- [TASK TO COMPLETE]:
Show every line in the records below that contains the word "createRedisInstance".

··· DATA PROVIDED

PR #6826, opened 2026-09-04
Mntor 5319

GregHilstonMozilla:
# References:

Jira: [MNTOR-5319](https://mozilla-hub.atlassian.net/browse/MNTOR-5319)

Incident doc: [2026-09-03 Monitor Website Unresponsive](https://docs.google.com/document/d/1arUsmpbZwPQZtPT1zu0RsOKNXcePvE0pRMbVil877zA/edit)

# Description

[`redisClient()`](https://github.com/mozilla/blurts-server/blob/783560d3aee8f583c62ac0cab6cacb52d0c99e4b/src/db/redis/client.ts#L14-L23) declared a module-level `singleton` but never read it, so every call opened a new ioredis connection and abandoned the previous one. [`getAllBreachesFromDb()`](https://github.com/mozilla/blurts-server/blob/783560d3aee8f583c62ac0cab6cacb52d0c99e4b/src/utils/hibp.ts#L278-L280) calls it per request, so the web tier leaked roughly one socket per request until Memorystore hit its 64,998 `maxclients` ceiling.

Deploys and pod restarts have been silently protecting prod from this, as the connections would be cleared out.

Scope note: this PR was originally larger. The breach read-path hardening moved out to [MNTOR-5378](https://mozilla-hub.atlassian.net/browse/MNTOR-5378) with its own PR, and the per-request catalogue parse to [MNTOR-5380](https://mozilla-hub.atlassian.net/browse/MNTOR-5380), so this one touches `src/db/redis/` only.

# Testing Before and After

Built for production twice, once on `main` and once on this branch, pointed `REDIS_URL` at a throwaway `docker run -d --name redis-demo -p 6379:6379 redis:7-alpine`, then fired 300 requests at `/en/breaches` with concurrency 10 while sampling `redis-cli info clients` once a second.

Redis connections:

| sec | main | this branch |
| --- | ---- | ----------- |
| 1 | 0 | 1 |
| 5 | 60 | 1 |
| 10 | 134 | 1 |
| 15 | 210 | 1 |
| 20 | 283 | 1 |
| 22, load ends | 300 | 1 |
| 30 | 300 | 1 |

One socket per request, and they are never released. That last row is the incident in miniature: nothing reclaims them until the pod dies.

Response times, same 300 requests. Sharing one connection instead of 300 was the thing I was most worried about, and it turns out to be slightly faster, because removing a TCP handshake per request more than pays for the serialised reply.

| | p50 | p95 | p99 | max |
| --- | --- | --- | --- | --- |
| main | 688ms | 807ms | 977ms | 996ms |
| this branch | 683ms | 763ms | 831ms | 966ms |

Separately, stopping Redis for 8 seconds under a live client: `main` dies at t≈1.2s with `Redis Could not connect after 4 attempts`.

# How to test

```sh
npx vitest run src/db/redis
```

Each regression case fails on `main`, which reports:

- [`client.test.ts`](https://github.com/mozilla/blurts-server/blob/783560d3aee8f583c62ac0cab6cacb52d0c99e4b/src/db/redis/client.test.ts): 100 connections for 100 calls
- `util.test.ts`: throws at `retryStrategy(4)`

- [x] Commits in this PR are minimal and have descriptive commit messages. Four commits, each with its own tests.
- [x] I've added or updated the relevant sections in readme and/or code comments. `retryStrategy` carries a doc comment explaining why it must never throw, and why the cap doubles as the worst-case per-request stall.
- [x] I've added a unit test to test for potential regressions of this bug. One per commit, each verified to fail on `main`.
- [x] If this PR implements a feature flag or experimentation, I've checked that it still works with the flag both on, and with the flag off. Not applicable, see above for why there is no flag.
- [ ] All acceptance criteria are met. Two of three in code. The third, Sentry FIREFOX-MONITOR-D5H and 6HV no longer recurring, is confirmed post-deploy.

# Follow Up Action

Watch `redis.googleapis.com/clients/connected` for 24 to 48h after deploy. It should stay near its ~450 floor instead of climbing.

[MNTOR-5319]: https://mozilla-hub.atlassian.net/browse/MNTOR-5319?atlOrigin=eyJpIjoiNWRkNTljNzYxNjVmNDY3MDlhMDU5Y2ZhYzA5YTRkZjUiLCJwIjoiZ2l0aHViLWNvbS1KU1cifQ

[MNTOR-5378]: https://mozilla-hub.atlassian.net/browse/MNTOR-5378?atlOrigin=eyJpIjoiNWRkNTljNzYxNjVmNDY3MDlhMDU5Y2ZhYzA5YTRkZjUiLCJwIjoiZ2l0aHViLWNvbS1KU1cifQ

### DIFF
--- a/src/db/redis/client.ts
+++ b/src/db/redis/client.ts
@@ -2,8 +2,8 @@
  * License, v. 2.0. If a copy of the MPL was not distributed with this
  * file, You can obtain one at http://mozilla.org/MPL/2.0/. */
 
-import { logger } from "@sentry/core";
 import { createRedisInstance } from "./util";
+import { logger } from "../../app/functions/server/logging";
 import type { Redis } from "ioredis";
 import MockRedis from "ioredis-mock";
 
@@ -18,12 +18,9 @@ export const redisClient = () => {
     return singleton;
   }
 
-  if (process.env.REDIS_URL?.includes("redis.mock")) {
-    singleton = new MockRedis();
-    logger.debug("redis_mock_client_created_success");
-  } else {
-    singleton = createRedisInstance();
-    logger.debug("redis_client_created_success");
-  }
+  const useMock = process.env.REDIS_URL?.includes("redis.mock") ?? false;
+  singleton = useMock ? new MockRedis() : createRedisInstance();
+  // One line per process, so prod logs prove the reuse.
+  logger.info("redis_client_created", { mock: useMock });
   return singleton;
 };
--- a/src/db/redis/client.ts
+++ b/src/db/redis/client.ts
@@ -11,8 +11,13 @@ export const REDIS_ALL_BREACHES_KEY = "breaches";
 export const REDIS_ALL_DATA_BROKERS_KEY = "dataBrokers";
 export const BREACHES_EXPIRY_SECONDS = 3600 * 12; // 12 hour
 
-let singleton: Redis;
+let singleton: Redis | undefined;
 export const redisClient = () => {
+  // Reuse the connection; a new one would cause a leak
+  if (singleton) {
+    return singleton;
+  }
+
   if (process.env.REDIS_URL?.includes("redis.mock")) {
     singleton = new MockRedis();
     logger.debug("redis_mock_client_created_success");
--- a/src/db/redis/util.ts
+++ b/src/db/redis/util.ts
@@ -6,7 +6,24 @@ import { Redis, RedisOptions } from "ioredis";
 import { redisConfiguration } from "./configuration";
 import { logger } from "../../app/functions/server/logging";
 
-// TODO: Testing
+// Long enough to stop hammering, short enough to recover.
+const MAX_RETRY_DELAY_MS = 5000;
+
+/**
+ * How long ioredis waits before retrying a lost connection.
+ *
+ * This must never throw. ioredis calls it outside any try/catch, so a throw
+ * here escapes as an uncaught exception and takes the process down instead
+ * of letting the connection heal. Returning a delay every time means a
+ * refused connection keeps retrying until Redis comes back.
+ *
+ * @param times how many reconnect attempts have already been made
+ * @returns milliseconds to wait before the next attempt
+ */
+export function retryStrategy(times: number): number {
+  return Math.min(times * 200, MAX_RETRY_DELAY_MS);
+}
+
 /* c8 ignore start */
 function getRedisConfiguration(): {
   port: number;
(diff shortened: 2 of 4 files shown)


docs/architecture/flows/breach-read-path.md
GregHilstonMozilla: Just some simple update to our documentation now that we made a change to the flow of data when Redis is down.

······

- [RESULT FOR THIS TASK]:
 import { createRedisInstance } from "./util";
-    singleton = createRedisInstance();
+  singleton = useMock ? new MockRedis() : createRedisInstance();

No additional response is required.